The garden plots I am getting ready for planting are finally ready for planting, just have to wait till time to start popping seeds into the beds. It took longer then I had figured to dig compost into the beds and create raised rows and put newspaper and straw on the pathways. It's called no-till vegetable gardening. Which at this point I find rather a humorous choice of words. Between spreading compost by shovel and wheelbarrow, digging it up into raised beds, putting down newspaper and straw and then wheelbarrowing and shoveling more compost onto the raised rows I've spent a good long time with a shovel in my hands. Here's before and after photos of the same bed, just a different angle.














But it's done now and the first thing I will be planting are the strawberry starts I got from a nursery down the valley about a week ago. I'm thinking I will need at least twice the starts as I first purchased which was 25, so that will give me a chance to get something different. I'm trying to get at least two whole rows of ever bearing strawberries going so we can have lots and lots of berries as time goes on.

Otherwise, I'm starting to hang out at seed displays at the local garden centers, it's amazing to me how many different kinds of beans, lettuce, corn and etc there are, how I am going to decided what to get and what to plant is still a guessing game. I'm leaning toward fast maturing veggies and veggies that can be companion planted together. Things like onions in with the strawberries, at least until the berries start to take over the row. Which shouldn't happen till next year.

Another project that is getting started is the cedar split rail fence going into the English Meadow. I will be planting and espaliering 9 fruit trees on this fence. I know that this year I cant expect a very large fruit crop, but by next year and the year after we should be able to harvest a goodly selection and quantity of apples, pears, and plums from this fence row.

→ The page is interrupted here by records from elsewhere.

Issue #2016, opened 2024-11-08
Allow redirection with configurable parameter 


shivakumargowda12:
Its more of a suggestion than any issue/improvement.

Handling HTTP Redirect error is an important feature and widely used.
We clearly understand the intention to remove redirect handling support completely - https://github.com/minio/minio/issues/13918.

Although, it fixed the issue faced during AWS S3 resource access across regions.
Minio Client SDK is being widely used for other Object Store vendors as well, which is not completely dependent on Regions.

My suggestion here is, why cant we make **Redirection Handling** as an optional configurable feature in minio-go (**Setting Disabled by Default**), so that whoever wants to make use of redirection they can continue using that feature without any hassle.

So, the changes needed would be simple
 - Reverting back the changeset - https://github.com/minio/minio-go/pull/1601
 - Add a configuration setting in minio to enable/disable redirect handling. (Disabled by default)
 - Add a check at redirection flow and proceed based on the config parameter

harshavardhana:
Redirection support is not part of S3 API and is out of scope for this SDK. Let me know if this supported in AWS SDK if yes we can bring it back otherwise sorry.

PR #2021, opened 2024-11-19
Enable optional Redirect Handling Support

shivakumargowda12:
**Handle Issue** - https://github.com/minio/minio-go/issues/2016

**References**:
  - https://github.com/minio/minio-go/pull/1601
  - https://github.com/minio/minio/issues/13918

### DIFF
--- a/api.go
+++ b/api.go
@@ -203,6 +203,67 @@ func (r *lockedRandSource) Seed(seed int64) {
 	r.lk.Unlock()
 }
 
+// Redirect requests by re signing the request.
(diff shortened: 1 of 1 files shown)


klauspost (changes requested):
I don't want this controlled by an env var, since it triggers re-signing to a different host, it would make requests be signed to a remote controlled host. 

While the security aspect is very minimal, it should be determined by the caller application if that risk is acceptable and not be accepted based purely external factors.

harshavardhana:
Redirect is not supported in S3 API, it simply doesn't work correctly.

PR #2026, opened 2024-12-03
Add Full Object Checksum API

klauspost:
Add support for full object checksums as described here:

https://docs.aws.amazon.com/AmazonS3/latest/userguide/checking-object-integrity.html

To enable, use `ChecksumCRC64NVME`, `ChecksumFullObjectCRC32` or `ChecksumFullObjectCRC32C` as checksum type when uploading.

Mint tests updated, but can be disabled with `MINT_NO_FULL_OBJECT=anything` env var.

PR will fail against community MinIO without above env var.

Validated against AWS S3.

### DIFF
--- a/functional_tests.go
+++ b/functional_tests.go
@@ -2006,9 +2006,13 @@ func testPutObjectWithChecksums() {
 		{cs: minio.ChecksumCRC32},
 		{cs: minio.ChecksumSHA1},
 		{cs: minio.ChecksumSHA256},
+		{cs: minio.ChecksumCRC64NVME},
 	}
 
 	for _, test := range tests {
+		if os.Getenv("MINT_NO_FULL_OBJECT") != "" && test.cs.FullObjectRequested() {
+			continue
+		}
 		bufSize := dataFileMap["datafile-10-kB"]
 
 		// Save the data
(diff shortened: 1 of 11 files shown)


utils.go
```diff
@@ -698,3 +699,146 @@ func (h *hashReaderWrapper) Read(p []byte) (n int, err error) {
 	}
 	return n, err
 }
+
+// Followis is ported from C to Go in 2016 by Justin Ruggles, with minimal alteration.
```
fwessels, line 703: Followis --> Following

functional_tests.go
```diff
@@ -2373,15 +2391,26 @@ func testPutMultipartObjectWithChecksums(trailing bool) {
...
 
 	for _, test := range tests {
-		bufSize := dataFileMap["datafile-129-MB"]
+		if os.Getenv("MINT_NO_FULL_OBJECT") != "" && test.cs.FullObjectRequested() {
+			continue
+		}
 
+		args["section"] = "prep"
+		bufSize := dataFileMap["datafile-129-MB"]
+		if false && test.cs.Is(minio.ChecksumFullObjectCRC32) {
```
fwessels, line 2410: `if false &&` -- left over ?

harshavardhana (approved):

fwessels (approved):
LGTM

PR #2041, opened 2024-12-26
Use proper HTTP client for fetching credentials

### LINKED ISSUE #2040: Custom HTTP transport is not used for STS
When `MinioClient` is using a custom HTTP client and STS, then the custom HTTP client isn't used for performing the STS request. It will always revert to the default HTTP transport when using `credentials.NewSTSAssumeRole` ([source](https://github.com/minio/minio-go/blob/master/pkg/credentials/assume_role.go#L119)).

Instead of using `credentials.NewSTSAssumeRole`, the provider can be created by passing the same HTTP client explicitly, like this:
```go
tr := customHTTPTransport()
stsCreds := credentials.New(&credentials.STSAssumeRole{
	Client:      &http.Client{Transport: tr},
	STSEndpoint: stsEndPoint,
	Options: credentials.STSAssumeRoleOptions{/*...*/},
})
client, err := minio.New(endPoint, &minio.Options{
	Creds:     stsCreds,
	Transport: tr,
})
```

Although a workaround is possible, this behavior is non-intuitive. Most people would expect the MinIO client to use the specified HTTP transport for all requests that are made on behalf of `MinioClient`.

ramondeklein:
This PR ensures that the HTTP client that is set on the `MinioClient` will also be used when the client needs to fetch credentials via an HTTP request.

- Instead of passing the HTTP client through all layers, I have choosen to use a `CredContext` structure that abstracts the HTTP client and may also be used to add more context (when needed).
- The `STSCertificateIdentity` method passes certificates via the `TLSClientConfig`, so in this case the HTTP transport is cloned and it sets the certificate explicitly. The original implementation did set additional `http.Transport` fields, but this has been removed.
- The `credentials.(*Credentials).Get()` function is deprecated and `Provider.GetWithCredContext()` should be used instead. It's still there to provide backward compatibility.
- When this PR is merged, then we should also update `madmin` to also pass the custom HTTP client.

Fixes #2040.

### DIFF
--- a/api.go
+++ b/api.go
@@ -600,9 +600,9 @@ func (c *Client) executeMethod(ctx context.Context, method string, metadata requ
 		return nil, errors.New(c.endpointURL.String() + " is offline.")
 	}
 
-	var retryable bool          // Indicates if request can be retried.
-	var bodySeeker io.Seeker    // Extracted seeker from io.Reader.
-	var reqRetry = c.maxRetries // Indicates how many times we can retry the request
+	var retryable bool       // Indicates if request can be retried.
+	var bodySeeker io.Seeker // Extracted seeker from io.Reader.
+	reqRetry := c.maxRetries // Indicates how many times we can retry the request
 
 	if metadata.contentBody != nil {
 		// Check if body is seekable then it is retryable.
@@ -808,7 +808,7 @@ func (c *Client) newRequest(ctx context.Context, method string, metadata request
 	}
 
 	// Get credentials from the configured credentials provider.
-	value, err := c.credsProvider.Get()
+	value, err := c.credsProvider.GetWithContext(c.CredContext())
 	if err != nil {
 		return nil, err
 	}
@@ -1017,4 +1017,15 @@ func (c *Client) isVirtualHostStyleRequest(url url.URL, bucketName string) bool 
 	// default to virtual only for Amazon/Google  storage. In all other cases use
 	// path style requests
 	return s3utils.IsVirtualHostSupported(url, bucketName)
+}
+
+// CredContext returns the context for fetching credentials
+func (c *Client) CredContext() *credentials.CredContext {
+	httpClient := c.httpClient
+	if httpClient == nil {
+		httpClient = http.DefaultClient
+	}
+	return &credentials.CredContext{
+		Client: httpClient,
+	}
 }
--- a/pkg/credentials/sts_tls_identity.go
+++ b/pkg/credentials/sts_tls_identity.go
@@ -20,8 +20,8 @@ import (
 	"crypto/tls"
 	"encoding/xml"
 	"errors"
+	"fmt"
 	"io"
-	"net"
 	"net/http"
 	"net/url"
 	"strconv"
@@ -32,12 +32,6 @@ import (
 // parameter - e.g. a custom HTTP transport configuration or S3 credental
 // livetime.
 type CertificateIdentityOption func(*STSCertificateIdentity)
-
-// CertificateIdentityWithTransport returns a CertificateIdentityOption that
-// customizes the STSCertificateIdentity with the given http.RoundTripper.
-func CertificateIdentityWithTransport(t http.RoundTripper) CertificateIdentityOption {
-	return CertificateIdentityOption(func(i *STSCertificateIdentity) { i.Client.Transport = t })
-}
 
 // CertificateIdentityWithExpiry returns a CertificateIdentityOption that
 // customizes the STSCertificateIdentity with the given livetime.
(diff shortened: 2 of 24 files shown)


api.go
```diff
@@ -600,9 +600,9 @@ func (c *Client) executeMethod(ctx context.Context, method string, metadata requ
 		return nil, errors.New(c.endpointURL.String() + " is offline.")
 	}
 
-	var retryable bool          // Indicates if request can be retried.
-	var bodySeeker io.Seeker    // Extracted seeker from io.Reader.
-	var reqRetry = c.maxRetries // Indicates how many times we can retry the request
+	var retryable bool       // Indicates if request can be retried.
+	var bodySeeker io.Seeker // Extracted seeker from io.Reader.
+	reqRetry := c.maxRetries // Indicates how many times we can retry the request
```
ramondeklein, line 605: This was changed by my IDE to follow coding guidelines.

pkg/credentials/sts_tls_identity.go
```diff
@@ -33,12 +33,6 @@ import (
 // livetime.
 type CertificateIdentityOption func(*STSCertificateIdentity)
 
-// CertificateIdentityWithTransport returns a CertificateIdentityOption that
-// customizes the STSCertificateIdentity with the given http.RoundTripper.
-func CertificateIdentityWithTransport(t http.RoundTripper) CertificateIdentityOption {
-	return CertificateIdentityOption(func(i *STSCertificateIdentity) { i.Client.Transport = t })
-}
-
```
ramondeklein, line 41: Specifying a custom transport doesn't make much sense. If we do want to be able to use custom transports for STS, then I need to make a generic fix for all STS options.

pkg/credentials/sts_tls_identity.go
```diff
@@ -145,7 +115,19 @@ func (i *STSCertificateIdentity) Retrieve() (Value, error) {
...
 	req.Form.Add("DurationSeconds", strconv.FormatUint(uint64(livetime.Seconds()), 10))
 
-	resp, err := i.Client.Do(req)
+	tr, ok := cc.Client.Transport.(*http.Transport)
+	if !ok {
+		return Value{}, fmt.Errorf("CredContext should contain an http.Transport value")
+	}
+
+	trCopy := tr.Clone()
+	trCopy.TLSClientConfig.Certificates = []tls.Certificate{i.Certificate}
```
ramondeklein, line 124: This was the best alternative that I could come up with. We don't want to change the `TLSClientConfig` of the original HTTP transport, because that may have security and parallelization issues.

pkg/credentials/sts_tls_identity.go
ramondeklein: I have brought back the `http.Client` fields in all providers. Instead of being required, they are now optional. When set, they override the `http.Client` in `CredsContext`.

pkg/credentials/sts_tls_identity.go
```diff
@@ -36,7 +36,12 @@ type CertificateIdentityOption func(*STSCertificateIdentity)
 // CertificateIdentityWithTransport returns a CertificateIdentityOption that
 // customizes the STSCertificateIdentity with the given http.RoundTripper.
 func CertificateIdentityWithTransport(t http.RoundTripper) CertificateIdentityOption {
-	return CertificateIdentityOption(func(i *STSCertificateIdentity) { i.Client.Transport = t })
+	return CertificateIdentityOption(func(i *STSCertificateIdentity) {
+		if i.Client == nil {
+			i.Client = &http.Client{}
+		}
```
ramondeklein, line 42: Previously, the `i.Client` was probably set when `STSCertificateIdentity` was created using `NewSTSCertificateIdentity`. So we need to check for `nil` here.

pkg/credentials/sts_tls_identity.go
```diff
@@ -145,7 +130,25 @@ func (i *STSCertificateIdentity) Retrieve() (Value, error) {
...
+		return Value{}, fmt.Errorf("CredContext should contain an http.Transport value")
+	}
+
+	// Clone the HTTP transport (patch the TLS client certificate)
+	trCopy := tr.Clone()
+	trCopy.TLSClientConfig.Certificates = []tls.Certificate{i.Certificate}
+
+	// Clone the HTTP client (patch the HTTP transport)
+	clientCopy := *client
+	clientCopy.Transport = trCopy
```
ramondeklein, line 149: Although not the most elegant solution, I guess this is the safest method to ensure we get a copy of the HTTP client.

ramondeklein:
@harshavardhana I think I addressed your comments. If you prefer, I could add some unit-tests to ensure that the custom transport is being invoked. Not sure if that's needed.

harshavardhana (approved):

klauspost:
@ramondeklein I though this code was on the "Unesco World Heritage List" - nobody has been touching it for years :)

LGTM :)

PR #2047, opened 2025-01-12
Allow status code 200 for removeBucketPolicy

tiran133:
I'm using Hetzner Object Storage, and they return a status code of 200 on successfully deleting bucket policy.

This pull request fixes the issue of getting an error even through the policy was successfully deleted.

The error handling was introduced here 
https://github.com/minio/minio-go/pull/1609

Kind regards

### DIFF
--- a/api-bucket-policy.go
+++ b/api-bucket-policy.go
@@ -88,7 +88,7 @@ func (c *Client) removeBucketPolicy(ctx context.Context, bucketName string) erro
 		return err
 	}
 
-	if resp.StatusCode != http.StatusNoContent {
+	if resp.StatusCode != http.StatusNoContent && resp.StatusCode != http.StatusOK {
 		return httpRespToErrorResponse(resp, bucketName, "")
 	}
 


klauspost:
Maybe Hetzner should be S3 compatible instead? 

https://docs.aws.amazon.com/AmazonS3/latest/API/API_DeleteBucketPolicy.html#API_DeleteBucketPolicy_ResponseSyntax

tiran133:
I guess. Sorry, didn't read the specs. I opened a ticket with Hetzner now see what they say.

I know is the AWS specs but does it really make a difference?

klauspost:
We generally don't add workarounds for third party S3 compatibility. We would end up with an unmaintainable mess.

When the spec is unclear or AWS behaves differently than the spec (yes, that happens more often than you think), we can make exceptions. Keeping it open in case my colleagues don't agree on this.

tiran133:
Fair enough. I wait for Hetzner''s answer for now. Thank you!

tiran133:
I heard back from Hetzner, and they say they're trying to fix it in a timely manner. So I guess for now I live with it and wait for the fix on Hetzner's side.
Thank you!

PR #2053, opened 2025-01-21
Update s3-endpoints.go with ISO endpoints

### LINKED ISSUE #2049: Missing ISO endpoints
`s3-endpoints.go` misses 3 isolated endpoints & regions that are present accroding to aws s3 docs [1], namely:

-  US_ISO_EAST_1
- US_ISOB_EAST_1
- US_ISO_WEST_1 

[1]: https://docs.aws.amazon.com/AWSJavaSDK/latest/javadoc/com/amazonaws/services/s3/model/Region.html

vnzongzna:
Fixes #2049

### DIFF
--- a/s3-endpoints.go
+++ b/s3-endpoints.go
@@ -32,6 +32,18 @@ var awsS3EndpointMap = map[string]awsS3Endpoint{
 		"s3.us-east-2.amazonaws.com",
 		"s3.dualstack.us-east-2.amazonaws.com",
 	},
+	"us-iso-east-1": {
+		"s3.us-iso-east-1.c2s.ic.gov",
+		"s3.dualstack.us-iso-east-1.c2s.ic.gov",
+	},
+	"us-isob-east-1": {
+		"s3.us-isob-east-1.c2s.ic.gov",
+		"s3.dualstack.us-isob-east-1.c2s.ic.gov",
+	},
+	"us-iso-west-1": {
+		"s3.us-iso-west-1.c2s.ic.gov",
+		"s3.dualstack.us-iso-west-1.c2s.ic.gov",
+	},
 	"us-west-2": {
 		"s3.us-west-2.amazonaws.com",
 		"s3.dualstack.us-west-2.amazonaws.com",
--- a/s3-endpoints.go
+++ b/s3-endpoints.go
@@ -37,8 +37,8 @@ var awsS3EndpointMap = map[string]awsS3Endpoint{
 		"s3.dualstack.us-iso-east-1.c2s.ic.gov",
 	},
 	"us-isob-east-1": {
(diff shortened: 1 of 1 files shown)


s3-endpoints.go
```diff
@@ -32,6 +32,18 @@ var awsS3EndpointMap = map[string]awsS3Endpoint{
 		"s3.us-east-2.amazonaws.com",
 		"s3.dualstack.us-east-2.amazonaws.com",
 	},
+	"us-iso-east-1": {
+		"s3.us-iso-east-1.c2s.ic.gov",
+		"s3.dualstack.us-iso-east-1.c2s.ic.gov",
```
klauspost, line 37:
```
λ ping s3.dualstack.us-iso-east-1.c2s.ic.gov
Ping request could not find host s3.dualstack.us-iso-east-1.c2s.ic.gov. Please check the name and try again.
```

We can't really have non-existing domains in here. 

Leave empty and add an error if attempting to use this region with dual stack.

klauspost (changes requested):

s3-endpoints.go
vnzongzna: do you see similar result with `s3.us-iso-east-1.c2s.ic.gov` as well?

klauspost: Yes. Just run ping or nslookup yourself - it is a bit faster than waiting for me to do it ;)

vnzongzna: Thank you, I tested out the endpoints from the jumpbox (Amazon Workspace) for `us-iso-east-1` and `us-iso-west-1` & they were reachable. However, I didn't check them outside of the jumpbox (my mistake here).

vnzongzna: would you mind approving @klauspost since the suggestion to throw error/panic won't be needed in case the region selected is one of the isolated region.

klauspost: @vnzongzna Would you please explain. Are these not expected to be publicly reachable?

vnzongzna: Correct @klauspost 
isolated endpoints are only reachable from within the environment.
Got the reference from [here](https://docs.aws.amazon.com/AWSJavaSDK/latest/javadoc/com/amazonaws/services/s3/model/Region.html) 
image

klauspost: okie

klauspost (approved):
I can't validate these, but I suppose adding them will not hurt.

harshavardhana (approved):

vnzongzna:
Apologies to ping on weekend, but can we merge this, I'll like to use this updated module in
* https://github.com/argoproj/argo-events
* https://github.com/argoproj/argo-workflows

PR #2057, opened 2025-01-27
allow users to extend DNS style buckets

harshavardhana:
this is to allow for custom extensions, since
we keep getting new requests to add new URLs
as default for bucket DNS style requests. This
is not scalable for this SDK, allowing a caller
specific function allows callers can write their
own function and provide us when they wish to use
path style or bucket DNS style.

### DIFF
--- a/api.go
+++ b/api.go
@@ -92,6 +92,9 @@ type Client struct {
 	// default to Auto.
 	lookup BucketLookupType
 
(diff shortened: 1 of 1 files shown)


harshavardhana:
PTAL @klauspost

klauspost (approved):

Issue #2056, opened 2025-01-27
Any reason minio.RemoveObjectError does not implement error interface?


wuhaochen:
I'm trying to send the errors from `RemoveObjects` to a general `chan error` for further processing and it seems `minio.RemoveObjectError` does not implement `error` interface. Is there any specific design consideration for being so? If not I can send a PR.

I'm not sure if this pattern applies to any other Error structs in this package either.

harshavardhana:
Because it is a composite struct with multiple fields, `error` is an inflexible interface with limited methods. 

S3 APIs return a lot more context and it is this context that you must consume not just "err"

wuhaochen:
@harshavardhana I'm not sure that's a good reason. A struct can implement the `error` interface and keep all the internal state. It then can be treated as an `error` in other context if the internal state doesn't matter.

For example [the official blog](https://go.dev/blog/error-handling-and-go) used [json](https://pkg.go.dev/encoding/json#SyntaxError) package as an example exactly similar to this struct.

I'm suggesting merely adding
```
func (e RemoveObjectError) Error() string{
    return e.Err.Error()
}
```
to satisfy the error interface since I do think this struct is intended as an error.

harshavardhana:
We are not changing it, sorry.

klauspost:
Honestly wrapping it is trivial on your side.

On the other hand you are welcome to send a PR that does. Not really seeing any problem with it, but also not really a great reason to do so.

PR #2058, opened 2025-01-28
Implement error interface for RemoveObjectError

wuhaochen:
See discussion in #2056

### DIFF
--- a/api-remove.go
+++ b/api-remove.go
@@ -214,6 +214,10 @@ type RemoveObjectError struct {
 }
 
 func (err *RemoveObjectError) Error() string {
+	// This should never happen as we will have a non-nil error with no underlying error.
+	if err.Err == nil {
+		return "inconsistant remove object error result"
+	}
 	return err.Err.Error()
 }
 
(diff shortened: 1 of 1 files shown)


api-remove.go
```diff
@@ -213,6 +213,10 @@ type RemoveObjectError struct {
 	Err        error
 }
 
+func (err *RemoveObjectError) Error() string {
```
harshavardhana, line 216:
```suggestion
func (err *RemoveObjectError) Error() string {
     if err.Err != nil {
         return err.Err.Error()
     }
     return "<nil>"
```

harshavardhana (changes requested):

api-remove.go
wuhaochen: `err.Err` currently would never be nil and should not be nil in the future if we implement it as an error, but agree with we should check about it.

api-remove.go
```diff
@@ -214,6 +214,10 @@ type RemoveObjectError struct {
 }
 
 func (err *RemoveObjectError) Error() string {
+	// This should never happen as we will have a non-nil error with no underlying error.
+	if err.Err == nil {
+		return "inconsistant remove object error result"
```
harshavardhana, line 219:
```suggestion
		return "unexpected remove object error result"
```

The big news from Rose Villa however is what's been going on in the front entrance area. We have had three full sized Douglas Fir trees and a medium Blue Spruce tree in the front circle lawn area since before the Villa was built, back in 1959. The firs were between 3 and 4 feet in diameter at the base, unfortunately they have been battling a root rot disease for at least the last 10 years. After several treatments for this disease we came to the decision that the trees were not savable and needed to be cut down before they fell down. So after some rather spectacular work by the tree climbers who cut the trees down and several days of brutally hard







work by the grounds crew splitting the wood into firewood the trees are gone. Here's before and after photos of the front area from the side, I think it appropriate that it's raining in the after photo.
Only stumps and mounds of sawdust left now. And what stumps, they all showed signs of rot but this one was particularly spectacular. That's all punky wood in the center of the stump and it went at least 20 up the center of the tree.









So now we have around 10 cords of firewood curing down in an empty garage and the entire front entrance looking, well, pretty bare and unlovely. Now it's up to the Grounds boss to re landscape the front area and make it look good again. I'm thinking this will be a dramatic change from what's out there now and what was there before the trees came down. Something to look forward to for sure.